Go forth and reproduce

June 22, 2006 Chris Surridge Publishing

Sorry for the slight hiatus in blog posts. Things have been a bit lively in the office the last couple of days. Not least of the things that have been occupying our minds has been the Nature news piece about us. We have been taking some deep breaths before writing a response but you can read it here first. So please be patient Glyn.

Before that though I wanted to mention reproducibility.

This was prompted by an email that came to me from Roger Peng of Johns Hopkins Bloomberg School of Public Health. The salient parts are:

“I am very excited about the introduction of the new PLoS ONE journal. It seems that you have a number of interesting features planned that will make the journal stand apart from traditional paper journals. I would like to encourage you to allow authors to make their articles *reproducible* if they so wish.
That is, allowing authors to also provide their analytic data (or a pointer to it), analytic computer code, and documentation along with the article. That way, readers could reproduce and conduct alternative analyses of primary findings (tables, figures, etc.).”

This is a really important point. It is of course crucial that the validity of a piece of scientific work can be fully assessed from what is published. In this regard it has long been the expectation that methods in papers should be described in sufficient detail to allow the experiments to be repeated by other researchers, given sufficient skill and resources. That may be the expectation but it is a little depressing how rarely this is either achieved or enforced.

But this isn’t what Roger means by ‘reproducible’.

A figure in a paper is a way of representing the raw data in such a way to best illustrate the point the author is making. A figure then is the product of an operation upon the raw data, and that operation results in a loss of information.

The raw data could have been presented in a host of different ways possibly supporting other conclusions not thought of by the author. Equally if a reader had raw data compatible with that the author obtained wouldn’t it be useful if it could be processed in the same way for comparison? Wouldn’t it be much better for readers to have access not only to the figures in a paper but also to the underlying data and the transform that created it. In this way no information, neither implicit nor explicit, is lost.

This idea isn’t new. I first came across it in the work of Jon Claerbout at Stanford. At the time he was working with some software called Cake but has since moved into less arcane systems and has developed a number of GNU tools for making reproducible documents.

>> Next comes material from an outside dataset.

PR #1189, opened 2026-01-29
Add NonRowcountQueryPrefixes configuration parameter

gopalldb:
## Description
Implements NonRowcountQueryPrefixes flag to match exiting JDBC driver behavior. This allows users to specify comma-separated query prefixes (like INSERT, UPDATE, DELETE) that should return result sets instead of row counts.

Another initiative in this area is the R project for statistical computing, an endeavour in which Wolfgang Huber, who has been advising us on PLoS ONE, is involved.

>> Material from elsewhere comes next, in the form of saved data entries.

PR #1202, opened 2026-02-06
Fix: try cancelling statement in all cases before throing an error

zashroof:
## Description
If thread is inturrpted or a statment timesout, an exception is thrown while sometimes the statement continues to execute on the server. Also we see lots of exceptions that cancelling a statement failed (404).

Adding a tryCancelStatement to always try to cancel the statement on the server even if the chances the cancelStatement succeeds are slim. And not throwing an exception if canceling a statement fails.

## Testing
Added tests

Cursor helped me create this PR. This is my first PR in this repo as well so probably I got a few things wrong.

### DIFF
--- a/src/main/java/com/databricks/jdbc/dbclient/impl/sqlexec/DatabricksSdkClient.java
+++ b/src/main/java/com/databricks/jdbc/dbclient/impl/sqlexec/DatabricksSdkClient.java
@@ -254,6 +254,8 @@ public class DatabricksSdkClient implements IDatabricksClient {
         try {
           Thread.sleep(connectionContext.getAsyncExecPollInterval());
         } catch (InterruptedException e) {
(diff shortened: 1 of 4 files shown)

I can’t promise any specific initiatives here but we are very keen to support reproducibility where possible. It is very important to us that Open Access publishing should facilitate the use and reuse of data, not just the conventional paper. PLoS ONE, when it is launched, should have the flexibility to accommodate reproducibility. Add to that the open source publishing platform which we are developing and I hope that we will have a medium to drive forward the development of the scientific paper as well as a great sandbox in which to play.